TwitterNoodle - Incident Detection using Twitter.
See the README folder for more extensive documentation. There should be a file called 'Documentation.pdf' - all functions and modules are described in the "All modules" section starting on page 10. Architecture overview (image) can be found on page 2.
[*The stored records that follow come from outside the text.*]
PR #15, opened 2020-01-07
Implement support for memory (and grow/size/load/store)

axic:


lib/fizzy/execute.cpp
```diff
@@ -53,6 +53,20 @@ std::vector<uint64_t> execute(const module& _module, funcidx _function, std::vec
...
             goto end;
+        case instr::drop: {
+            stack.pop();
+            break;
+        }
+        case instr::select: {
+            const auto a = static_cast<uint32_t>(stack.pop());
+            const auto b = static_cast<uint32_t>(stack.pop());
+            const auto condition = static_cast<uint32_t>(stack.pop());
+            if (condition == 0)
```
axic: Need to check which one is it. The spec is unclear.

axic: Fixed.

lib/fizzy/execute.cpp
```diff
@@ -147,6 +168,59 @@ execution_result execute(Instance& instance, FuncIdx function, std::vector<uint6
...
             break;
         }
+        case Instr::memory_size:
+        {
+            stack.push(static_cast<uint32_t>(instance.memory.size() / pagesize));
+            break;
+        }
+        case Instr::memory_grow:
+        {
+            const auto a = static_cast<uint32_t>(stack.pop());
```
axic: Renaming `a` to `delta`.

lib/fizzy/execute.cpp
```diff
@@ -79,7 +96,11 @@ inline T rotr(T lhs, T rhs) noexcept
 
 Instance instantiate(const Module& module)
 {
-    return {module};
+    // FIXME: set pages from proper section
+    constexpr unsigned pages = 1;
+    // NOTE: fill it with zeroes
+    bytes memory(pages * pagesize, 0);
+    return {module, memory};
```
```suggestion
    return {module, std::move(memory)};
```

lib/fizzy/parser_expr.cpp
```diff
@@ -61,6 +63,20 @@ parser_result<Code> parse_expr(const uint8_t* pos)
             push(code.immediates, imm);
             break;
         }
+
+        case Instr::i32_load:
+        case Instr::i32_store:
+        {
+            // alignment
+            uint32_t imm;
+            std::tie(imm, pos) = leb128u_decode<uint32_t>(pos);
```
chfast:
```suggestion
            std::tie(std::ignore, pos) = leb128u_decode<uint32_t>(pos);
```

axic:
Also adding parsing of memory section.

lib/fizzy/execute.cpp
```diff
@@ -6,13 +6,10 @@
...
 namespace fizzy
 {
-struct Instance
-{
-    const Module& module;
-};
-
 namespace
 {
+constexpr unsigned pagesize = 65536;
```
gumb0: Maybe camel case for consts?

lib/fizzy/execute.cpp
```diff
@@ -129,7 +140,11 @@ inline uint64_t popcnt64(uint64_t value) noexcept
 
 Instance instantiate(const Module& module)
 {
-    return {module};
+    // FIXME: set pages from proper section
+    constexpr unsigned pages = 1;
+    // NOTE: fill it with zeroes
+    bytes memory(pages * pagesize, 0);
```
gumb0: Could be
```suggestion
    bytes memory(pages * pagesize);
```

lib/fizzy/execute.cpp
```diff
@@ -129,7 +140,11 @@ inline uint64_t popcnt64(uint64_t value) noexcept
...
+    return {module, std::move(memory)};
```
gumb0: I think better without `move` or even just construct inline
```suggestion
    return {module, bytes(pages * pagesize)};
```

lib/fizzy/execute.cpp
axic: I don't mind. @chfast ?

lib/fizzy/execute.cpp
axic: Apparently the constructor requires the explicit filling character.

gumb0: not for `bytes`, sorry

lib/fizzy/execute.cpp
axic: I'd prefer to keep the explicit `memory` name for now.

lib/fizzy/execute.cpp
```diff
@@ -205,6 +220,45 @@ execution_result execute(Instance& instance, FuncIdx function, std::vector<uint6
...
+            stack.push(static_cast<uint32_t>(instance.memory.size() / pagesize));
+            break;
+        }
+        case Instr::memory_grow:
+        {
+            const auto delta = static_cast<uint32_t>(stack.pop());
+            const auto cur_pages = instance.memory.size() / pagesize;
+            assert(cur_pages <= size_t(std::numeric_limits<int32_t>::max()));
+            const auto new_pages = cur_pages + delta;
+            assert(cur_pages >= new_pages);
```
gumb0: condition looks reversed

lib/fizzy/execute.cpp
chfast: I don't care.

lib/fizzy/execute.cpp
```diff
@@ -205,6 +222,85 @@ execution_result execute(Instance& instance, FuncIdx function, std::vector<uint6
...
+            store<uint32_t>(instance.memory, address + offset, value);
+            break;
+        }
+        case Instr::i64_store:
+        {
+            const auto address = static_cast<uint32_t>(stack.pop());
+            // NOTE: alignment is dropped by the parser
+            const auto offset = read<uint32_t>(immediates);
+            const auto value = static_cast<uint64_t>(stack.pop());
+            if ((address + offset + sizeof(uint32_t)) > instance.memory.size())
```
```suggestion
            if ((address + offset + sizeof(uint64_t)) > instance.memory.size())
```

lib/fizzy/execute.cpp
```diff
@@ -205,6 +222,85 @@ execution_result execute(Instance& instance, FuncIdx function, std::vector<uint6
...
+            try
+            {
+                // TODO: remove this once section parsing is done (and enforce limit in parser)
+                if ((new_pages * pagesize) > memorylimit)
+                    throw std::bad_alloc();
+                instance.memory.resize(new_pages * pagesize);
+            }
+            catch (std::bad_alloc const&)
+            {
+                ret = 0xffffffff;  // -1
```
```suggestion
                ret = static_cast<uint32_t>(-1);
```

This project aims to detect incidents on micro-social media (Only twitter is supported) using a hierarchical storage and processing structure. The main functionality is storage in Neo4j and visualisation in a simple real-time front-end plot. Analysis can be found in root/Analysis.ipynb
Requirements:
(Twitter API keys)
neo4j
tweepy
gensim
textblob
websockets
matplotlib
pandas
wordcloud
NOTE!
Update the root/credentials.py file, this project works with TwitterAPI and Neo4j most of the time and as such, keys are required.
CLI in main.py:
The core interface is by using modular pipes to move and process the data. This CLI tool uses prefabs to make this easier.
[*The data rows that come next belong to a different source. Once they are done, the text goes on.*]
PR #16, opened 2020-01-07
Implement i32 numerical and bit shifting instructions

gumb0:


lib/fizzy/execute.cpp
```diff
@@ -74,11 +111,66 @@ std::vector<uint64_t> execute(const module& _module, funcidx _function, std::vec
...
+        case instr::i32_sub: {
+            binary_op(stack, std::minus<uint32_t>());
+            break;
+        }
+        case instr::i32_mul: {
+            binary_op(stack, std::multiplies<uint32_t>());
             break;
         }
+        case instr::i32_div_s: {
+            binary_op(stack, std::divides<int32_t>());
```
chfast: Should trap for some cases.

lib/fizzy/execute.cpp
```diff
@@ -33,6 +32,44 @@ inline T read(const uint8_t*& input) noexcept
     return ret;
 }
 
+template <typename Op>
+void binary_op(uint64_stack& stack, Op op)
```
gumb0: will make inline

test/unittests/execute_test.cpp
```diff
@@ -81,3 +81,212 @@ TEST(execute, local_tee)
...
+        {0, 0, 0, 0, 1, 0, 0, 0}});
+
+    const auto [trap, ret] = fizzy::execute(module, 0, {4200, 4242});
+
+    ASSERT_EQ(trap, false);
+    ASSERT_EQ(ret.size(), 1);
+    EXPECT_EQ(ret[0], 42);
+}
+
+TEST(execute, i32_and)
```
axic: Do you want to remove `basic_add` if we have this here?

test/unittests/execute_test.cpp
```diff
@@ -52,32 +65,174 @@ TEST(execute, basic_add_with_inputs)
...
+    ASSERT_EQ(trap, false);
+    ASSERT_EQ(ret.size(), 1);
+    EXPECT_EQ(ret[0], 42);
+}
+
+TEST(execute, i32_rem_u_by_zero)
+{
+    const auto [trap, ret] = execute_binary_operation(fizzy::instr::i32_rem_u, 4242, 0);
+
+    ASSERT_EQ(trap, true);
```
chfast:
```suggestion
    ASSERT_TRUE(trap);
```

PR #18, opened 2020-01-07
Support traps in execute

axic:


lib/fizzy/execute.hpp
```diff
@@ -5,6 +5,6 @@
 
 namespace fizzy
 {
-std::vector<uint64_t> execute(
+std::tuple<bool, std::vector<uint64_t>> execute(
```
gumb0: `#include <tuple>`

lib/fizzy/execute.hpp
```diff
@@ -5,6 +5,14 @@
 
 namespace fizzy
 {
-std::vector<uint64_t> execute(
-    const module& _module, funcidx _function, std::vector<uint64_t> _args);
+struct execution_result
+{
+    // true is execution resulted in a trap
```
```suggestion
    // true if execution resulted in a trap
```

Note: On first use, most pipes (those including a processing pipe) will use time to download and load a word2vec model; this might take a few minutes.
Pipe tweets to local storage (pickle)
-getdataset -ttime=10 -stime=10 -track=virus -path=./
Pipe tweets from local storage (pickle) to Neo4j. Cleaning and processing pipes are used.
-pipe=dsk2db -path=./...
Pipe tweets from twitter directly to Neo4j. Cleaning and processing pipes are used.
-pipe=api2db -track=to,and,from
Pipe tweets from local storage (pickle) to front-end plot
-pipe=dsk2js -path=./.. -query=help,me
Pipe tweets from api to front-end plot. Cleaning and processing pipes are used.
-pipe=api2js -track=to,and,from -query=help,me
Divide a dataset in local storage (pickle)
-scaledataset -sdiv=2 -sin=.. -sout=..
Merge datasets in local storage (pickle)
<implemented but not hooked to CLI>
CLI in db_query.py:
This simple tool has a CLI menu system for browsing incidents in Neo4j.